> [WHAT YOU ARE ASKED TO DO] A faithful copy of all the data below, please; leave no line out.

EXERCISE INPUTS START

PR #6313, opened 2023-06-06
Enable CORS on api endpoints

lotas:
This allows to run UI locally on different port and domain and still let it talk to API services running under docker-compose.


petemoore (approved):
I guess this only affects local deployments, so this seems fine to me, thanks!

matt-boris (approved):
Thanks Yarik!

EXERCISE INPUTS END

> [RESPONSE TO THIS EXERCISE]
PR #6313, opened 2023-06-06
Enable CORS on api endpoints

lotas:
This allows to run UI locally on different port and domain and still let it talk to API services running under docker-compose.


petemoore (approved):
I guess this only affects local deployments, so this seems fine to me, thanks!

matt-boris (approved):
Thanks Yarik!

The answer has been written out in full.